Exercise goal
Below are some records. Print exactly the lines between the one holding "Thanks! 👍 (And" and the one holding "I came across", inclusive, and nothing else.

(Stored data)
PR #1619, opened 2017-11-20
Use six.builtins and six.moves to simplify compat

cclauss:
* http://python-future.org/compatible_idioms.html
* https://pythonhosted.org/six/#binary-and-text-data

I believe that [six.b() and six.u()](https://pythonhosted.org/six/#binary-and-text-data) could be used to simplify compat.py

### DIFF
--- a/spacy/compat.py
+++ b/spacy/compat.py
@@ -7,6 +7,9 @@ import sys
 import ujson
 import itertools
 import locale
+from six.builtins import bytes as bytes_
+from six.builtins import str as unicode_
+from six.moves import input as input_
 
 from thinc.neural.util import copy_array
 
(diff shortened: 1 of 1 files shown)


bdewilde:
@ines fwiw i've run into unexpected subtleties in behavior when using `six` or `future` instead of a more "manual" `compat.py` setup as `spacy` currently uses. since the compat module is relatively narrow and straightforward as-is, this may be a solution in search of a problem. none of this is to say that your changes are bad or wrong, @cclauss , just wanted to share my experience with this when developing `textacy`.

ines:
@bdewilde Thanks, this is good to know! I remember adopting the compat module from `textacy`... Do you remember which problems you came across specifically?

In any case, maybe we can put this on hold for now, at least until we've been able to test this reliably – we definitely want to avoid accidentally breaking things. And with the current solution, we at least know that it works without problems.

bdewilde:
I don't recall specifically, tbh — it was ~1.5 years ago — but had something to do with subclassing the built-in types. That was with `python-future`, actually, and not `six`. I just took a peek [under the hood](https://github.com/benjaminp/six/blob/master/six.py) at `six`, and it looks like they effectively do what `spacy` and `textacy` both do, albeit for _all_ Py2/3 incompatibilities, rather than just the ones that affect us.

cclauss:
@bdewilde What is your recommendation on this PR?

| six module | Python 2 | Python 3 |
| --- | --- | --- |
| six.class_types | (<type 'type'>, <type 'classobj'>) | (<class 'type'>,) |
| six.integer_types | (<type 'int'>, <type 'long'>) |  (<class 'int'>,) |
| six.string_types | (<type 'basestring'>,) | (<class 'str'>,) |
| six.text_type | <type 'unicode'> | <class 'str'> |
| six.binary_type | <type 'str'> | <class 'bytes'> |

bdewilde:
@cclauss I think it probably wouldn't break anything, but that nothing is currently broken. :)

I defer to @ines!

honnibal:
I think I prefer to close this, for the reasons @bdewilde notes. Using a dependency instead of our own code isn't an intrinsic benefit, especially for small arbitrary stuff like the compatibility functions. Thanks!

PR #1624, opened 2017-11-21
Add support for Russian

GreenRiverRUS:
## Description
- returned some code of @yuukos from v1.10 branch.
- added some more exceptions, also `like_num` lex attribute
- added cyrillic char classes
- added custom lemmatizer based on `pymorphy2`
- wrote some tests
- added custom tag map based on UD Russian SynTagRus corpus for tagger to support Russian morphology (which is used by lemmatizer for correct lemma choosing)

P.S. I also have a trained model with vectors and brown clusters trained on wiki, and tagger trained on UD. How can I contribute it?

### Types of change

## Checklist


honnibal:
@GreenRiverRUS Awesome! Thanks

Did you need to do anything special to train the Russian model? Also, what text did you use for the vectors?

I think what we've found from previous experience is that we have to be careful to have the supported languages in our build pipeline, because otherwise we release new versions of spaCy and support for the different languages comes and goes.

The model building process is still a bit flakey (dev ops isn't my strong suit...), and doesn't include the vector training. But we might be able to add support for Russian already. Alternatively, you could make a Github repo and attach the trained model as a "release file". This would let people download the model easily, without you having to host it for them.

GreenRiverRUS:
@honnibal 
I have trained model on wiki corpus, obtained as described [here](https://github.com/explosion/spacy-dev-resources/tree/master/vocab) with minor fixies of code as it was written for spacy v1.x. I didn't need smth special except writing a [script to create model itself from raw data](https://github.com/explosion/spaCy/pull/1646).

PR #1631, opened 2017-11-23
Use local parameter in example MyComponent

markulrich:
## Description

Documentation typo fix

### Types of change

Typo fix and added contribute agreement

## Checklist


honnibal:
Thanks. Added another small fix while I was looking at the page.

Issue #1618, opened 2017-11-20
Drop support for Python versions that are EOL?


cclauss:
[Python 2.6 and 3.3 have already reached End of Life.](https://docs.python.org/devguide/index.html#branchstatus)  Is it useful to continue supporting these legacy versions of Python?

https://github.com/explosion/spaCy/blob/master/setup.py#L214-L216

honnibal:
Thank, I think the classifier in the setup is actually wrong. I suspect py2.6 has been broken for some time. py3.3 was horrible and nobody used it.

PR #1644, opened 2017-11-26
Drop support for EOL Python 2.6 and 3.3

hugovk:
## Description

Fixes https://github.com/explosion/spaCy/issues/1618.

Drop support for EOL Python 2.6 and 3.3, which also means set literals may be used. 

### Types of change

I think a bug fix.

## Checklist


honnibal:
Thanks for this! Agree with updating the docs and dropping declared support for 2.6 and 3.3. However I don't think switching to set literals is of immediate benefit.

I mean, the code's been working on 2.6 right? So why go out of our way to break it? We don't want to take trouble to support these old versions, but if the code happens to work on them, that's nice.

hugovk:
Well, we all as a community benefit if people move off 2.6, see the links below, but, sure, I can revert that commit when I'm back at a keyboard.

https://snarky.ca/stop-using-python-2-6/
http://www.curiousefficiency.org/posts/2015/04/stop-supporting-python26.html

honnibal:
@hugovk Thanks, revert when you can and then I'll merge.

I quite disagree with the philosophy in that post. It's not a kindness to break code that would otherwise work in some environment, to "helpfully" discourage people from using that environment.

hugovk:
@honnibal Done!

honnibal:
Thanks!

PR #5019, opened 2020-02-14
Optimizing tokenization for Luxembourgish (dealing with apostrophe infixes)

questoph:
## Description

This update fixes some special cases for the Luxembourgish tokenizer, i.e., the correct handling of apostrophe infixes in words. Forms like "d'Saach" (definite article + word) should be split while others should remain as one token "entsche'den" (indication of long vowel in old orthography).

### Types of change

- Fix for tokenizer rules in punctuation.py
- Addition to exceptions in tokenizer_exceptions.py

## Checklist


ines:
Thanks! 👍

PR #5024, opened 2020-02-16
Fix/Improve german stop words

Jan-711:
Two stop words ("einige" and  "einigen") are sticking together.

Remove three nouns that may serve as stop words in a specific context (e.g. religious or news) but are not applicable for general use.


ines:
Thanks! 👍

...

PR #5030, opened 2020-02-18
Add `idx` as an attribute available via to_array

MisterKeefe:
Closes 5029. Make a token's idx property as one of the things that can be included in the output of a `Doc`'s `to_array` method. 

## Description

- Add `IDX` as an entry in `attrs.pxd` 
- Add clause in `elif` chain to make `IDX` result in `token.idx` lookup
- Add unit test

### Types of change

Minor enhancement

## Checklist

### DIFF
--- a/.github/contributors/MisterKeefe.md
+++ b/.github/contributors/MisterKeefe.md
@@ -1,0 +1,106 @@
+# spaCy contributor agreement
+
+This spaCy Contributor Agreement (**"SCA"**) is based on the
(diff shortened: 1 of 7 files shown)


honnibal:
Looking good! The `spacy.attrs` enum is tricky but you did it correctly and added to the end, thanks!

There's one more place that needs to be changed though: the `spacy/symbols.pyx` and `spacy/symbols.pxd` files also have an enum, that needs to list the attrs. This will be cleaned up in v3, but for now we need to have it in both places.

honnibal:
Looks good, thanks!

* * *

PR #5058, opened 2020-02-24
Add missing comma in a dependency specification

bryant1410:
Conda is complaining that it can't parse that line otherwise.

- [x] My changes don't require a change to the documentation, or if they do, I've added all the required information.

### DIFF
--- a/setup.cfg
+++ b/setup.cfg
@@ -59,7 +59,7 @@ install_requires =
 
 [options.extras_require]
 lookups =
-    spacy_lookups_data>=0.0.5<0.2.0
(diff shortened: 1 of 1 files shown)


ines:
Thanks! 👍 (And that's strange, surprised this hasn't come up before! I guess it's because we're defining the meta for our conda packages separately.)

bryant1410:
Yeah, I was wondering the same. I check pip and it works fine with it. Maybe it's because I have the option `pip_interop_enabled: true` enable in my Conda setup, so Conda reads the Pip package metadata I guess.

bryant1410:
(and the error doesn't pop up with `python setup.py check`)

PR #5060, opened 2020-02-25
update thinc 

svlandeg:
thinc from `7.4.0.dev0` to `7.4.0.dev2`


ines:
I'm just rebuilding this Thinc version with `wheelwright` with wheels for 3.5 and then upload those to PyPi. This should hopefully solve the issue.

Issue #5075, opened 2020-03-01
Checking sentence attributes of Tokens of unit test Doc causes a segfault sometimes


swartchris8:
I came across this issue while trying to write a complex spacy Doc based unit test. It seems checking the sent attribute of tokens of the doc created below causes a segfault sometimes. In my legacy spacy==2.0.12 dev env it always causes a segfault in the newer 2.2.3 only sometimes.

Answer section
Thanks! 👍 (And that's strange, surprised this hasn't come up before! I guess it's because we're defining the meta for our conda packages separately.)

bryant1410:
Yeah, I was wondering the same. I check pip and it works fine with it. Maybe it's because I have the option `pip_interop_enabled: true` enable in my Conda setup, so Conda reads the Pip package metadata I guess.

bryant1410:
(and the error doesn't pop up with `python setup.py check`)

PR #5060, opened 2020-02-25
update thinc 

svlandeg:
thinc from `7.4.0.dev0` to `7.4.0.dev2`


ines:
I'm just rebuilding this Thinc version with `wheelwright` with wheels for 3.5 and then upload those to PyPi. This should hopefully solve the issue.

Issue #5075, opened 2020-03-01
Checking sentence attributes of Tokens of unit test Doc causes a segfault sometimes


swartchris8:
I came across this issue while trying to write a complex spacy Doc based unit test. It seems checking the sent attribute of tokens of the doc created below causes a segfault sometimes. In my legacy spacy==2.0.12 dev env it always causes a segfault in the newer 2.2.3 only sometimes.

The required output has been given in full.